Interactions with Other System Components
API Functions from
commonModule:add_chunk(auth, dataset_id, document_id, payload): Adds a chunk to a document via the API.list_chunks(auth, dataset_id, document_id): Retrieves the list of chunks for a document, including chunk count.delete_documnets(auth, dataset_id, {"ids": [...]} ): Deletes specified documents.
Authentication Handler:
Uses
RAGFlowHttpApiAuthto manage API key-based authentication.
Document Management Subsystem:
This test file indirectly tests the document and chunk storage and validation logic by invoking API endpoints.
Usage Example of a Typical Test Case
def test_content_example(get_http_api_auth, add_document):
dataset_id, document_id = add_document
payload = {"content": "example chunk"}
res = add_chunk(get_http_api_auth, dataset_id, document_id, payload)
assert res["code"] == 0
validate_chunk_details(dataset_id, document_id, payload, res)
Mermaid Class Diagram
classDiagram
class TestAuthorization {
+test_invalid_auth(auth, expected_code, expected_message)
}
class TestAddChunk {
+test_content(get_http_api_auth, add_document, payload, expected_code, expected_message)
+test_important_keywords(get_http_api_auth, add_document, payload, expected_code, expected_message)
+test_questions(get_http_api_auth, add_document, payload, expected_code, expected_message)
+test_invalid_dataset_id(get_http_api_auth, add_document, dataset_id, expected_code, expected_message)
+test_invalid_document_id(get_http_api_auth, add_document, document_id, expected_code, expected_message)
+test_repeated_add_chunk(get_http_api_auth, add_document)
+test_add_chunk_to_deleted_document(get_http_api_auth, add_document)
+test_concurrent_add_chunk(get_http_api_auth, add_document)
}
TestAuthorization --> validate_chunk_details : uses
TestAddChunk --> validate_chunk_details : uses
Summary
test_add_chunk.py is a comprehensive test module focused on validating the chunk addition API of the InfiniFlow platform.

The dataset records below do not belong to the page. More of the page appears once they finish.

PR #1046, opened 2024-01-18
imp(ibc-testkit): remove field access of `MockContext`

### LINKED ISSUE #1043: imp(ibc-testkit): remove field access of `MockContext`
## Bug Summary

Some of the tests are written while accessing `MockContext` fields. Field access is discouraged over associated methods.

## Details

The following should be refactored to use an associated method, e.g., `MockContext::ibc_events(&self)`.

https://github.com/cosmos/ibc-rs/blob/d5e83145c177a2cd62135aebadaba5c9feb0fa2b/ibc-testkit/tests/core/ics04_channel/timeout.rs#L380-L385

## Version

till v0.49.1

rnbguy:
Closes: #1043

## Description

Removes `ctx.events` or `context.events` access from the tests.

This PR also moves `.events` and `.logs` fields under `MockIbcStore` to keep them under `Arc<Mutex<MockIbcStore>>`.

______

### PR author checklist:
- [ ] Added tests.
- [x] Linked to GitHub issue.

### Reviewer checklist:

### DIFF
--- a/.changelog/unreleased/improvements/1043-remove-field-access-of-mockcontext.md
+++ b/.changelog/unreleased/improvements/1043-remove-field-access-of-mockcontext.md
@@ -1,0 +1,2 @@
+- [ibc-testkit] Remove field access of `MockContext`.
+  ([\#1043](https://github.com/cosmos/ibc-rs/issues/1043))
--- a/ibc-testkit/src/fixtures/core/context.rs
+++ b/ibc-testkit/src/fixtures/core/context.rs
@@ -120,8 +120,6 @@ impl From<MockContextConfig> for MockContext {
             history,
             block_time: params.block_time,
             ibc_store: Arc::new(Mutex::new(MockIbcStore::default())),
-            events: Vec::new(),
-            logs: Vec::new(),
         }
     }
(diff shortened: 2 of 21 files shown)


Farhad-Shabani (approved):
Thanks @rnbguy. Just a quick note about this change:

My understanding so far, an IBC module usually should not autonomously store any events and logs. I know it is so in the `basecoin-rs`, but rationally, the storage access in IBC is designed to be either provable or private, serving the purpose of maintaining a record of IBC states as outlined in the specs.

Hosts typically maintain a sort of pool that collects dispatched events and logs from various modules and different parts of the system. Then the aggregated arrays would be included in the response of a transaction. Though, to achieve this, we should decouple storage from keys, so fields in `IbcMockStore` would act as mappers instead of having instant access to the store. Nevertheless, for now, we are fine with this change.

rnbguy:
Totally see your point. But my view is that, since we are working in the context of the IBC _module_, I see them as effects of the IBC module.  So, to simplify things, I wanted to put everything that IBC affects - stores, logs, events; in one unified struct.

It ensures the API handles authentication, input validation, ownership verification, concurrency, and error reporting correctly. The modular test classes and parameterized tests allow extensive coverage of edge cases and expected behaviors, safeguarding the document chunking functionality.
Notes
There is a minor typo in the imported
delete_documnetsfunction name (likely meant to bedelete_documents).Some tests are marked with priority tags (
p1,p2,p3), indicating their importance or test execution order.The concurrent test is currently skipped due to a known issue (
issues/6411).
If you need further integration or system-level documentation, please provide related files or system architecture details.